Kann sich der Ausschütter den frei aussuchen wie viel er ausschüttet? Ich dachte immer, das die schon der erhaltenen Dividenden der gehaltenen Aktien entspricht die auf jeden Anteil entfallen.

Vorgeschrieben ist es soweit ich weiß nicht.

 

vor 15 Minuten von ttrax12:

Allerdings war es zumindest früher (vor Einführung der Vorabpauschale) ja so, dass die Dividenen die der Fonds erhalten hat, seperat behandelt wurden. Ein Ausschütter hat diese dann weitergegeben, [...]

Ich gehe davon aus, dass auch ausschüttende Fonds das Geld erstmal intern wieder anlegen.

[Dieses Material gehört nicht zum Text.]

PR #2347, opened 2022-10-27
CGMES export: fix export of boundary data from dangling lines

zamarrenolm:

Bug fix

When dangling lines are exported to CGMES new fictitious containers (substation, voltage level) for the boundary side are created and written in the EQ instance file.
Also, an EnergyConsumer that is not needed is exported to the EQ.
If the dangling line voltage level topology is node/breaker a new ConnectivityNode is always created for the boundary. If it is bus/branch, the boundary TopologicalNode is written in the EQ as part of the IGM.

It is expected that the IGM export will be combined with a proper boundary definition instance file.
This was already assumed when exporting base voltages: if they were defined in boundary instance files, they were not exported in the generated EQ file.
So:
No fictitious containers are created for the boundary side of dangling lines.
Reference to boundary ConnectivityNode or TopologicalNode must be present as an alias in the DanglingLine. Only if they are not found new nodes will be created (but they will not be considered boundaries in a subsequent re-import).


miovd (commented):
Just for me, did you try to export and re-import networks "from scratch" (from IIDM or  another format) containing dangling lines? It seems to me some dangling lines' data would miss

miovd:
> Just for me, did you try to export and re-import networks "from scratch" (from IIDM or another format) containing dangling lines? It seems to me some dangling lines' data would miss

Maybe boundary nodes (in dangling lines, and later on in tie lines) should be tagged as in boundary files or not

zamarrenolm:
> Just for me, did you try to export and re-import networks "from scratch" (from IIDM or another format) containing dangling lines? It seems to me some dangling lines' data would miss

For networks created directly from IIDM (or any other non-CGMES formats) I've added three unit tests that show how to properly export (and recover) dangling lines. They are in `CgmesExportTest.java`: `testFromIidmDanglingLineBusBranch`, `testFromIidmDanglingLineNodeBreaker` and `testFromIidmDanglingLineNodeBreakerNoBoundaries`. 

To be able to export dangling lines to CGMES and recover them as frontier-related equipment in theory we need only the boundary node where the dangling line lies. This is what is done in these tests: the Network is read from a non-CGMES source, and before exporting it to CGMES, only the boundary node information is set (through the appropriate alias). When the CGMES exported data is imported, an IIDM dangling line is recovered.

The XNode code is read from the boundary definitions, that are external to the model being imported/exported.

The equivalent injection and terminal identifiers at boundaries are specific to the IGM, and we do not need to set them up.

zamarrenolm:
> > Just for me, did you try to export and re-import networks "from scratch" (from IIDM or another format) containing dangling lines? It seems to me some dangling lines' data would miss
> 
> Maybe boundary nodes (in dangling lines, and later on in tie lines) should be tagged as in boundary files or not

My proposal here (made explicit in the unit tests) is that the user should know, when the model is exported to CGMES, if a specific dangling line should be considered _lying_ on an external boundary. If yes, then the user must set the external boundary node identifier to use in the proper alias of the dangling line.

miovd:
I don't agree with it, there will be cases where no external boundaries set exist (at least not yet). Maybe the easiest way would be to create an option `export-boundaries`, `false` by default. If false, it is kept as you did, if true fictitious containers are created.

zamarrenolm:
> I don't agree with it, there will be cases where no external boundaries set exist (at least not yet). Maybe the easiest way would be to create an option `export-boundaries`, `false` by default. If false, it is kept as you did, if true fictitious containers are created.

I do not see the need for a specific additional parameters to control the behaviour of the boundary export. The dangling lines that have an alias with the boundary node will be exported using it; the boundary node will not be defined in the export, it must be defined in a external BD file that will be required to re-import. The dangling lines that do not have an alias for the boundary node are exported using a new fictitious node that will be written in the exported EQ. The user may want to export only some dangling lines linked to known, existing boundaries and leave the rest as connected to the fictitious nodes.

cgmes/cgmes-conversion/src/main/java/com/powsybl/cgmes/conversion/export/CgmesExportContext.java
```diff
@@ -305,6 +314,16 @@ public boolean isExportedEquipment(Identifiable<?> c) {
         return !ignored;
     }
 
+    public CgmesExportContext setBoundaryEqId(String boundaryEqId) {
```
miovd, line 317: Is it possible to store BD_EQ and BD_TP ids during import (as properties) and automatically filled the context during export? It can be done in another PR (if you prefer to do it later, I will create an issue)

cgmes/cgmes-conversion/src/main/java/com/powsybl/cgmes/conversion/export/EquipmentExport.java
```diff
@@ -625,21 +607,20 @@ private static String writeDanglingLineBaseVoltage(DanglingLine danglingLine, St
...
-            // New ConnectivityNode
-            connectivityNodeId = CgmesExportUtil.getUniqueId();
-            ConnectivityNodeEq.write(connectivityNodeId, danglingLine.getNameOrId() + "_NODE", voltageLevelId, cimNamespace, writer);
+        if (context.writeConnectivityNodes()) {
+            // We keep the connectivity node from the boundary definition as an alias in the dangling line
+            if (danglingLine.getAliasFromType(Conversion.CGMES_PREFIX_ALIAS_PROPERTIES + CgmesNames.CONNECTIVITY_NODE).isPresent()) {
+                connectivityNodeId = context.getNamingStrategy().getCgmesIdFromAlias(danglingLine, Conversion.CGMES_PREFIX_ALIAS_PROPERTIES + CgmesNames.CONNECTIVITY_NODE);
+            } else {
+                // If no information about original boundary has been preserved in the IIDM model,
+                // we will create a new ConnectivityNode inside the voltage level of the dangling line network side
```
miovd, line 619: As discussed, I would rather create a fictitious new voltage level.

cgmes/cgmes-conversion/src/main/java/com/powsybl/cgmes/conversion/elements/AbstractConductingEquipmentConversion.java
```diff
@@ -251,6 +255,9 @@ public void convertToDanglingLine(int boundarySide, double r, double x, double g
             dl.addAlias(tn, Conversion.CGMES_PREFIX_ALIAS_PROPERTIES + CgmesNames.TOPOLOGICAL_NODE);
             dl.setProperty(Conversion.CGMES_PREFIX_ALIAS_PROPERTIES + dl.getId() + "." + CgmesNames.TOPOLOGICAL_NODE, tn); // TODO: delete when aliases are correctly handled by mergedlines
         });
+        Optional.ofNullable(connectivityNodeId(boundarySide)).ifPresent(cn ->
+            dl.addAlias(cn, Conversion.CGMES_PREFIX_ALIAS_PROPERTIES + CgmesNames.CONNECTIVITY_NODE)
```
miovd, line 259: Can you just add "boundary" in the name?

cgmes/cgmes-conversion/src/main/java/com/powsybl/cgmes/conversion/export/EquipmentExport.java
```diff
@@ -625,21 +607,20 @@ private static String writeDanglingLineBaseVoltage(DanglingLine danglingLine, St
...
+                connectivityNodeId = CgmesExportUtil.getUniqueId();
```
miovd, line 620: Do you need to add it as alias?

cgmes/cgmes-conversion/src/main/java/com/powsybl/cgmes/conversion/export/TopologyExport.java
```diff
@@ -227,30 +227,33 @@ private static void writeTerminal(String terminalId, String topologicalNode, Str
...
+            if (topologicalNodeId.isEmpty()) {
+                // If no information about original boundary has been preserved in the IIDM model,
+                // we will create a new TopologicalNode inside the voltage level of the dangling line network side
                 String baseVoltage = context.getBaseVoltageByNominalVoltage(dl.getTerminal().getVoltageLevel().getNominalV()).getId();
-                // TODO(Luma) It is wrong to consider the container of boundary topological node to be the same of dangling line
-                //  To be fixed in a separate PR (in fact boundary TNs of dangling lines should not be exported)
                 String containerId = context.getNamingStrategy().getCgmesId(dl.getTerminal().getVoltageLevel());
-                writeTopologicalNode(topologicalNodeId.get(), dl.getNameOrId(), containerId, baseVoltage, cimNamespace, writer);
+                String fictTopologicalNodeId = CgmesExportUtil.getUniqueId();
+                dl.addAlias(fictTopologicalNodeId, Conversion.CGMES_PREFIX_ALIAS_PROPERTIES + CgmesNames.TOPOLOGICAL_NODE);
```
miovd, line 244: Can you add "boundary" in the name?

cgmes/cgmes-conversion/src/main/java/com/powsybl/cgmes/conversion/export/EquipmentExport.java
miovd: I discussed with @annetill and she agrees that we need a fictitious voltage level **and** a fictitious substation in this case. It is too weird otherwise...

cgmes/cgmes-conversion/src/main/java/com/powsybl/cgmes/conversion/export/CgmesExportContext.java
zamarrenolm: Yes, for networks coming from CGMES we could use the approach you suggest. It is ok for me to have a separate PR

cgmes/cgmes-conversion/src/main/java/com/powsybl/cgmes/conversion/export/EquipmentExport.java
zamarrenolm: Fictitious containers (substation and voltage level) are created.

cgmes/cgmes-conversion/src/main/java/com/powsybl/cgmes/conversion/export/EquipmentExport.java
zamarrenolm: Yes, it is convenient to keep it in the corresponding alias once we have created it, although it is not strictly needed to complete the current export.

cgmes/cgmes-conversion/src/main/java/com/powsybl/cgmes/conversion/elements/AbstractConductingEquipmentConversion.java
zamarrenolm: added `_Boundary` suffix for the related alias types.

cgmes/cgmes-conversion/src/main/java/com/powsybl/cgmes/conversion/export/TopologyExport.java
zamarrenolm: added `_Boundary` suffix for the related alias types.

miovd (approved):

PR #2350, opened 2022-11-02
Remove iidm converter api

geofjamg:

No

Redesign of network loading and saving API

We can import/export or load/save a network using utility classes Importers and Exporters. 

We have removed the iidm-converter-api module and moved everything to iidm-api and all loading and saving functions have been moved to `Network` class 

**Other information**:


miovd (commented):
It seems to me that a `save` method implies that it is saved in a database or an object, which is okay when saved in a datasource but less obvious when we want to write a network in a file. It is just a remark though and I don't have a better name idea. Maybe discriminate with `write` when passing a path or a file/directory name, `save` otherwise?

geofjamg:
> It seems to me that a `save` method implies that it is saved in a database or an object, which is okay when saved in a datasource but less obvious when we want to write a network in a file. It is just a remark though and I don't have a better name idea. Maybe discriminate with `write` when passing a path or a file/directory name, `save` otherwise?

I just wanted to be symmetrical with 'load' as load and save are often used together.
You are probably right, write is better but in that case I rename load to read ?

miovd (approved):

PR #3065, opened 2024-06-18
Support of condensers

### LINKED ISSUE #2999: IIDM 1.13: support of condensers

For `powsybl-open-loadflow` and `powsybl-open-reac`, we need a way to make the difference between a generator that is not started and a generator that works as synchronous condenser. It is not possible for the moment, except forcing Pmin and Pmax of the condenser to be equal to zero.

Sonst hätte die ausschüttende Anteilsklasse eine höhere durchschnittliche Cash-Quote und dadurch eine von der thesaurierenden Klasse abweichende Performance. Auch der zugrundeliegende Index, dessen Performance der Fonds nachbilden möchte, wird in der Regel auf Basis einer sofortigen Wiederanlage berechnet. Zum Ausschüttungszeitpunkt werden dann entsprechend Wertpapiere wieder verkauft. Das schließt ja nicht aus, die Höhe der Ausschüttung so festzulegen, dass sie der Höhe der erhaltenen Zahlungen entspricht.

 

Exakt 1:1 kann es sowieso nicht funktionieren, weil sich die Anzahl Fondsanteile ändern kann zwischen dem Zeitpunkt, zu dem der Fonds Zahlungen erhält und dem Zeitpunkt, zu dem er ausschüttet.

 

vor 2 Stunden von Peter23:

Was ich mich immer frage: Warum gibt es eigentlich noch keinen ETF, der einfach jedes Jahr genau die Vorabpauschale ausschüttet?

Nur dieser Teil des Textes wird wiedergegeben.